刑事施設の長 又は少年院の長は、懲役 又は禁錮の刑の執行のため収容している者について、刑法第二十八条 又は少年法第五十八条第一項に規定する期間が経過したときは、その旨を地方委員会に通告しなければならない。
更生保護法
第二章 仮釈放等
第一節 仮釈放及び仮出場
刑事施設の長 又は少年院の長は、懲役 又は禁錮の刑の執行のため収容している者について、前条の期間が経過し、かつ、法務省令で定める基準に該当すると認めるときは、地方委員会に対し、仮釈放を許すべき旨の申出をしなければならない。
刑事施設の長は、拘留の刑の執行のため収容している者 又は労役場に留置している者について、法務省令で定める基準に該当すると認めるときは、地方委員会に対し、仮出場を許すべき旨の申出をしなければならない。
地方委員会は、前条の申出がない場合であっても、必要があると認めるときは、仮釈放 又は仮出場を許すか否かに関する審理を開始することができる。

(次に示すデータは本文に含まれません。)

PR #21679, opened 2022-03-14
Make SourceSession pending count atomic to avoid data races

vekterli:
@havardpe please review

Could have used the existing mutex, but this value is polled frequently
by visitor threads so avoiding having to take a lock every time makes sense.

### DIFF
--- a/messagebus/src/vespa/messagebus/sourcesession.cpp
+++ b/messagebus/src/vespa/messagebus/sourcesession.cpp
@@ -9,7 +9,6 @@
 
 using vespalib::make_string;
 
-
 namespace mbus {
 
 SourceSession::SourceSession(MessageBus &mbus, const SourceSessionParams &params)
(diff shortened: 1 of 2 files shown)


messagebus/src/vespa/messagebus/sourcesession.cpp
```diff
@@ -81,16 +80,18 @@ SourceSession::send(Message::UP msg)
...
+                                make_string("Too much pending data (%d messages).", my_pending_count)),
                           std::move(msg));
         }
         msg->pushHandler(_replyHandler);
         if (_throttlePolicy) {
             _throttlePolicy->processMessage(*msg);
         }
-        my_pending_count = ++_pendingCount;
+        ++my_pending_count;
+        _pendingCount.store(my_pending_count, std::memory_order_relaxed);
```
baldersheim, line 94: Modification of _pendingCount is only done while lock is held I presume.

baldersheim (approved):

地方委員会は、前項の規定により審理を開始するに当たっては、あらかじめ、審理の対象となるべき者が収容されている刑事施設(労役場に留置されている場合には、当該労役場が附置された刑事施設)の長 又は少年院の長の意見を聴かなければならない。
地方委員会は、前条第一項の規定により審理を開始するか否かを判断するため必要があると認めるときは、審理の対象となるべき者との面接、関係人に対する質問 その他の方法により、調査を行うことができる。

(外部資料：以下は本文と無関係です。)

PR #21680, opened 2022-03-14
Jonmv/major upgrade orchestration

jonmv:
@mpolden please review.

### DIFF
--- a/component/src/main/java/com/yahoo/component/VersionCompatibility.java
+++ b/component/src/main/java/com/yahoo/component/VersionCompatibility.java
@@ -1,0 +1,109 @@
+// Copyright Yahoo. Licensed under the terms of the Apache 2.0 license. See LICENSE in the project root.
+package com.yahoo.component;
+
+import java.util.List;
+import java.util.NavigableMap;
+import java.util.TreeMap;
+
+/**
+ * Logic for what platform and compile versions are incompatible.
+ *
+ * This class is instantiated with a list of versions which are only compatible with other versions
+ * that are not older than themselves. Each entry in this list is represented by a string, and any
+ * major, minor or micro with the value @{code *} means all versions are such boundaries.
+ * Versions A, B are incompatible iff. there exists an incompatibility boundary X such that
+ * (A &ge; X) &ne; (B &ge; X).
+ *
+ * @author jonmv
+ */
+public class VersionCompatibility {
+
+    private final Node root;
+
+    private VersionCompatibility(Node root) {
+        this.root = root;
+    }
+
+    public static VersionCompatibility fromVersionList(List<String> versions) {
+        Node root = new Node();
+        for (String spec : versions) {
+            String[] parts = spec.split("\\.");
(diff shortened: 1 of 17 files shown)


jonmv:
PR build timed out, unrelated.

component/src/test/java/com/yahoo/component/VersionIncompatibilityTest.java
```diff
@@ -0,0 +1,115 @@
...
+        assertFalse(compatibility.accept(new Version(0, 0, 0), new Version(6, 0, 0)));
+    }
+
+    @Test
+    public void testIllegalIncompatibilities() {
+        try {
+            VersionCompatibility.fromVersionList(List.of("1", "*"));
+            fail();
+        }
+        catch (IllegalArgumentException expected) { }
```
mpolden, line 62: Consider extracting a method for this pattern.

component/src/main/java/com/yahoo/component/VersionCompatibility.java
```diff
@@ -0,0 +1,109 @@
...
+ *
+ * This class is instantiated with a list of versions which are only compatible with other versions
+ * that are not older than themselves. Each entry in this list is represented by a string, and any
+ * major, minor or micro with the value @{code *} means all versions are such boundaries.
+ * Versions A, B are incompatible iff. there exists an incompatibility boundary X such that
+ * (A &ge; X) &ne; (B &ge; X).
+ *
+ * @author jonmv
+ */
+public class VersionCompatibility {
```
mpolden, line 19: Why do we need this flexibility in verifying incompatible versions? Seeing as we use semantic versioning I don't think we ever need to express incompatibility between 1.2.3 and 1.x.x? Major is sufficient.

component/src/test/java/com/yahoo/component/VersionIncompatibilityTest.java
jonmv: Hmm yes.

component/src/main/java/com/yahoo/component/VersionCompatibility.java
jonmv: The intention was that we could set a different range (`List.of("*.*.*")`) for a test app, in our CD tests.

jonmv: If we set that for a particular application, the system will treat all its packages as incompatible with other platform versions than the one used to compile the package, and we'll have a test for this that runs all the time. I don't think there's a cleaner way to do that.

mpolden: I see, good idea 🙂

mpolden (approved):

component/src/main/java/com/yahoo/component/VersionCompatibility.java
jonmv: Well, if there's only that special value we need, we could of course simplify this a lot ... >_<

前項の調査を行うに当たっては、審理の対象となるべき者が収容されている刑事施設(労役場に留置されている場合には、当該労役場が附置された刑事施設)又は少年院の職員から参考となる事項について聴取し、及びこれらの者に面接への立会い その他の協力を求めることができる。
第十三条 及び第二十五条第二項の規定は、第一項の調査について準用する。
この場合において、
第十三条中
「、地方更生保護委員会 及び保護観察所の長」とあるのは、
「及び保護観察所の長」と
読み替えるものとする。
地方委員会は、仮釈放を許すか否かに関する審理においては、その構成員である委員をして、審理対象者と面接させなければならない。

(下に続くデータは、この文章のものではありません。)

Issue #21286, opened 2022-02-21
Support boolean fields in GC expressions


bratseth:

bratseth:
In addition, the Java parser does not support booleans.

vekterli:
> Well that is something we can change, to implement boolean support properly.

Do we want to do this at the same time as adding fundamental bool field support, or should we consider these separately? The former likely takes rather more effort than the latter.

vekterli:
It's not that I expect it to be "hard"™, but with how boolean constants are modelled and wired today it does require changing the C++ parser grammar and/or AST structure, so it's more work than just adding an extra type to the existing field value extraction logic. Hence the question on whether we should split this into two tasks (bool _field_ support vs. proper bool _expression_ support) 🎶🎷🦖

PR #21693, opened 2022-03-15
Basic support for bool fields in document selections [run-systemtest]

vekterli:
@bratseth / @baldersheim please review.

This adds basic support for bool field values in document selections in C++ and Java, re: #21286. No changes to parser grammar etc, so the caveats mentioned in the associated issue still apply.


bratseth (approved):
👍

PR #25037, opened 2022-11-29
Revert "Split out filedistribution client into its own module [run-systemtest]"

hmusum:
Reverts vespa-engine/vespa#25035

Fails on vespa-dependencies-enforcer


baldersheim:
Fixed in https://github.com/vespa-engine/vespa/pull/25036
I have also run system tests, working

PR #25044, opened 2022-11-29
Defer MBus DestinationSession registration during content node init [run-systemtest]

vekterli:
@geirst please review
@toregge FYI

Creating a `DestinationSession` that is immediately registered as available for business means we may theoretically start receiving messages over the session even before the call returns to the caller. Either way there would be no memory barrier that ensures that `_messageBusSession` would be fully visible to the MessageBus threads (since it's written after return).

To avoid this sneaky scenario, defer registration (and thus introduce a barrier) until _after_ we've initialized our internal member variables.

This addresses a TSan warning.


geirst (approved):
👍

PR #25045, opened 2022-11-29
Balder/reduce jdisc http httprequest infestation

baldersheim:
@bjorncs or @bratseth PR


bratseth (approved):
Nice

container-search/src/main/java/com/yahoo/search/Query.java
```diff
@@ -912,7 +913,9 @@ private void copyPropertiesTo(Query clone) {
      * Return the HTTP request which caused this query. This will never be null
      * when running with queries from the network.
      */
-     public HttpRequest getHttpRequest() { return httpRequest; }
+    public HttpRequest getHttpRequest() { return httpRequest; }
+
+    public URI getUri() { return httpRequest != null ? httpRequest.getUri() : null; }
```
bjorncs, line 918: When will `httpRequest` be null? Should the return value be `Optional<URI>`?

bjorncs (commented):
👍

container-search/src/main/java/com/yahoo/search/Query.java
baldersheim: Currently it can not be null.

bjorncs: So that will be changed at a later time?

baldersheim: Hard to tell. If a query, fx created for testing, makes sense without URI we should make it Optional.

PR #25050, opened 2022-11-30
Revert "Re-create container if wanted create command changes" MERGEOK

mpolden:
Reverts vespa-engine/vespa#24998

ただし、その者の重い疾病 若しくは傷害により面接を行うことが困難であると認められるとき 又は法務省令で定める場合であって面接の必要がないと認められるときは、この限りでない。
地方委員会は、仮釈放を許すか否かに関する審理において必要があると認めるときは、審理対象者について、保護観察所の長に対し、事項を定めて、第八十二条第一項の規定による生活環境の調整を行うことを求めることができる。
前条第二項の規定は、仮釈放を許すか否かに関する審理における調査について準用する。
地方委員会は、仮釈放を許すか否かに関する審理を行うに当たり、法務省令で定めるところにより、審理対象者が刑を言い渡される理由となった犯罪に係る被害者等から、審理対象者の仮釈放、仮釈放中の保護観察 及び第八十二条第一項の規定による生活環境の調整に関する意見 並びに被害に関する心情(以下この条において「意見等」という。)を述べたい旨の申出があったときは、当該意見等を聴取するものとする。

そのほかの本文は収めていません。